From [url="http://www.ccel.org/ccel/john_cross/dark_night.vii.x.html"]St. John of the Cross[/url] Dark Night, Chapter Ten:[quote]DURING the time, then, of the aridities of this night of sense (wherein God effects the change of which we have spoken above, drawing forth the soul from the life of sense into that of the spirit—that is, from meditation to contemplation—wherein it no longer has any power to work or to reason with its faculties concerning the things of God [. . .]

The way in which they are to conduct themselves in this night of sense is to devote themselves not at all to reasoning and meditation, since this is not the time for it, but to allow the soul to remain in peace and quietness [. . .]
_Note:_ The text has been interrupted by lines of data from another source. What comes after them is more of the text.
PR #2549, opened 2024-06-25
Fix YAML date parsing

### LINKED ISSUE #2538: Zola 0.19.0 doesn't accept all valid YAML dates
# Bug Report

With 0.19.0, Zola can now understand more date formats. However, I believe there is a bug in the implementation which makes the millisecond separator (but not the milliseconds) required

## Environment

Zola version: 0.19.0

## Expected Behavior
`2024-06-22 18:42:00 +02:00` should be a correct datetime

## Current Behavior
```
Error: Failed to build the site
Error: Error when parsing front matter of section `path/to/file.md`
Error: Reason: YAML deserialize error: Error("Unable to parse datetime", line: 2, column: 1)
```

If I add a single dot after the seconds (`2024-06-22 18:42:00. +02:00`), the issue goes away.

## Step to reproduce

1. Create a Markdown file with a date like `2024-06-22 18:42:00 +02:00`
2. Try to `zola build` or `zola serve`
3. Observe the error

## Possible solution

I believe there is an error in the regex:

https://github.com/getzola/zola/blob/v0.19.0/components/utils/src/de.rs#L12

As you can see, the millisecond (aka fraction) part of the string is optional, but the period is not. This contradicts the [YAML Working Draft on Timestamp](https://yaml.org/type/timestamp.html) which was mentioned in the original issue.

```diff
-    let re = Regex::new(r#"^"?([0-9]{4})-([0-9][0-9]?)-([0-9][0-9]?)([Tt]|[ \t]+)([0-9][0-9]?):([0-9]{2}):([0-9]{2})\.([0-9]*)?Z?([ \t]([-+][0-9][0-9]?)(:([0-9][0-9]?))?Z?|([-+][0-9]{2})?:([0-9]{2})?)?|([0-9]{4})-([0-9]{2})-([0-9]{2})"?$"#).unwrap();
+    let re = Regex::new(r#"^"?([0-9]{4})-([0-9][0-9]?)-([0-9][0-9]?)([Tt]|[ \t]+)([0-9][0-9]?):([0-9]{2}):([0-9]{2})(?:\.([0-9]*))?Z?([ \t]([-+][0-9][0-9]?)(:([0-9][0-9]?))?Z?|([-+][0-9]{2})?:([0-9]{2})?)?|([0-9]{4})-([0-9]{2})-([0-9]{2})"?$"#).unwrap();
```

## Additional info

Same error also happens if I omit the seconds altogether (`2024-06-22 18:42 +02:00`). I may be opinionated, but I think requiring those should be optional, too.

Relates to https://github.com/getzola/zola/issues/2071, https://github.com/getzola/zola/pull/2208

kytta:
This PR makes a few changes to how date is parsed in YAML preambles. Fixes #2538.

### New regex

Initially, I planned to address #2538 by adding the fraction separator (`.`) to the optional group so that it also becomes optional. However, I have made a few more changes:

- **named groups:** instead of indexed access, one can access date components via their name
- Parsing is now a bit **off-spec**
  - when one reads the [timestamp working draft](https://yaml.org/type/timestamp.html), one can see that they use two different parts for dates with and without time and tz
  - the former (just date) _does not_ allow for short months and days (i.e. without leading zero), and is thus compliant with ISO 8601
  - the latter (date, time, and optional offset) allow months, days, and hours without leading zeroes. This is _non-compliant_, but user-friendly
  - I find it weird that both variants are present and have made the choice to allow months and days without leading zeroes in both 'short' and 'long' forms
- as a side effect, there is **no group duplication** any more, and the regex is now shorter
- I also make use of **non-capturing groups** to split the regex more cleanly

You can explore the regex on regex101: [h5wyK4](https://regex101.com/r/h5wyK4/2); and RegExr: [824pi](https://regexr.com/824pi)

### Fixes offset parsing

As far as I can understand from code, the parsing of the offset was done incorrectly:

- to convert to nanosecond, seconds were multiplied by 100 million (instead of 1 billion)
- instead of a floating point number, an integer was multiplied
- the integer was parsed from the decimal part without the dot

I have revised the code and arrived at this solution:

- the regex allows up to 9 decimal points in the fraction part
- the fraction part get parsed as `f64` number. It is between 0 and 1 (exclusive)
- this floating point number represents a fraction of a second
- this floating point number gets multiplied by one billion (nanoseconds in a second) and applied to the offset

### New tests

I have re-organized some tests and have added some more tests. I've taken the new test cases from the [TOML test suite](https://github.com/toml-lang/toml-test), but have only taken those that make sense with the YAML spec

## Sanity check:

## Code changes

### DIFF
--- a/components/utils/src/de.rs
+++ b/components/utils/src/de.rs
@@ -23,18 +23,12 @@ pub fn parse_yaml_datetime(date_string: &str) -> Result<time::OffsetDateTime> {
         if let Some(minutes_) = captures.name("minute") { minutes_.as_str() } else { "0" };
     let seconds =
         if let Some(seconds_) = captures.name("second") { seconds_.as_str() } else { "0" };
-    let fractional_seconds_raw =
-        if let Some(fractionals) = captures.name("fraction") { fractionals.as_str() } else { "" };
-    let fractional_seconds_intermediate = fractional_seconds_raw.trim_end_matches("0");
+    let fraction_raw =
+        if let Some(fraction_) = captures.name("fraction") { fraction_.as_str() } else { "" };
+    let fraction_intermediate = fraction_raw.trim_end_matches("0");
     //
     // Prepare for eventual conversion into nanoseconds
-    let fractional_seconds = if fractional_seconds_intermediate.len() > 0
-        && fractional_seconds_intermediate.len() <= 9
-    {
-        fractional_seconds_intermediate
-    } else {
-        "0"
-    };
+    let fraction = if fraction_intermediate.len() > 0 { fraction_intermediate } else { "0" };
     let maybe_timezone_hour = captures.name("offset_hour");
     let maybe_timezone_minute = captures.name("offset_minute");
 
@@ -58,7 +52,7 @@ pub fn parse_yaml_datetime(date_string: &str) -> Result<time::OffsetDateTime> {
         .replace_hour(hours.parse().unwrap())?
         .replace_minute(minutes.parse().unwrap())?
         .replace_second(seconds.parse().unwrap())?
-        .replace_nanosecond(fractional_seconds.parse::<u32>().unwrap() * 100_000_000)?)
+        .replace_nanosecond((fraction.parse::<f64>().unwrap_or(0.0) * 1_000_000_000.0) as u32)?)
 }
 
 /// Used as an attribute when we want to convert from TOML to a string date
--- a/components/utils/src/de.rs
+++ b/components/utils/src/de.rs
@@ -147,23 +147,31 @@ mod tests {
     use time::macros::datetime;
 
     #[test]
-    fn yaml_spec_examples_pass() {
+    fn yaml_draft_timestamp_pass() {
+        // tests only the values from the YAML 1.1 Timestamp Draft
+        // See https://yaml.org/type/timestamp.html
         let canonical = "2001-12-15T02:59:43.1Z";
         let valid_iso8601 = "2001-12-14t21:59:43.10-05:00";
         let space_separated = "2001-12-14 21:59:43.10 -5";
         let no_time_zone = "2001-12-15 2:59:43.10";
         let date = "2002-12-14";
-        assert_eq!(parse_yaml_datetime(canonical).unwrap(), datetime!(2001-12-15 2:59:43.1 +0));
+        assert_eq!(
+            parse_yaml_datetime(canonical).unwrap(),
+            datetime!(2001-12-15 02:59:43.100 +00:00)
+        );
         assert_eq!(
             parse_yaml_datetime(valid_iso8601).unwrap(),
-            datetime!(2001-12-14 21:59:43.1 -5)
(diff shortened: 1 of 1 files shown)


kytta:
Ooops; I've hoped that `[skip ci]` would work for Azure 😅

components/utils/src/de.rs
```diff
@@ -9,23 +9,20 @@ use serde::{Deserialize, Deserializer};
 
 pub fn parse_yaml_datetime(date_string: &str) -> Result<time::OffsetDateTime> {
     // See https://github.com/getzola/zola/issues/2071#issuecomment-1530610650
-    let re = Regex::new(r#"^"?([0-9]{4})-([0-9][0-9]?)-([0-9][0-9]?)([Tt]|[ \t]+)([0-9][0-9]?):([0-9]{2}):([0-9]{2})\.([0-9]*)?Z?([ \t]([-+][0-9][0-9]?)(:([0-9][0-9]?))?Z?|([-+][0-9]{2})?:([0-9]{2})?)?|([0-9]{4})-([0-9]{2})-([0-9]{2})"?$"#).unwrap();
+    let regex = Regex::new(r#"(?m)^"?(?P<year>[0-9]{4})-(?P<month>[0-9][0-9]?)-(?P<day>[0-9][0-9]?)(?:(?:[Tt]|[ \t]+)(?P<hour>[0-9][0-9]?):(?P<minute>[0-9]{2}):(?P<second>[0-9]{2})(?:\.(?P<fraction>[0-9]*))?[ \t]*(?:(?P<utc>Z)|(?P<offset>(?P<offset_hour>[-+][0-9][0-9]?)(?::(?P<offset_minute>[0-9][0-9]))?))?)?"?$"#).unwrap();
```
kytta: This is the dumbest error ever 🫣
Rule to myself: never blindly commit untested code from browser, especially if copy-pasting 😅 

```suggestion
    let re = Regex::new(r#"(?m)^"?(?P<year>[0-9]{4})-(?P<month>[0-9][0-9]?)-(?P<day>[0-9][0-9]?)(?:(?:[Tt]|[ \t]+)(?P<hour>[0-9][0-9]?):(?P<minute>[0-9]{2}):(?P<second>[0-9]{2})(?:\.(?P<fraction>[0-9]*))?[ \t]*(?:(?P<utc>Z)|(?P<offset>(?P<offset_hour>[-+][0-9][0-9]?)(?::(?P<offset_minute>[0-9][0-9]))?))?)?"?$"#).unwrap();
```

components/utils/src/de.rs
kytta, line 1: **todo:** Add more tests

kytta (commented):
Don't mind me, it's easier for me to track what I need to do when I return to this

kytta:
@Keats I've fixed the fraction separator being required and have further optimized the regex. I've added some tests (test cases courtesy of TOML); if you don't mind them overlapping, I think it's a good test suite for this functionality 😄

Keats:
Neat, thanks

What they must do is merely to leave the soul free and disencumbered and at rest from all knowledge and thought, troubling not themselves, in that state, about what they shall think or meditate upon, but contenting themselves with merely a peaceful and loving attentiveness toward God[/quote]
From St. Teresa of Avila's [url="http://www.ccel.org/ccel/teresa/castle2.ix.i.html"]Interior Castle[/url], describing the Fifth Mansions:
[quote]I said ‘some,’ but in reality there are very few who never enter this mansion: some more and some less, but most of them may be said at least to gain admittance into these rooms. [. . .]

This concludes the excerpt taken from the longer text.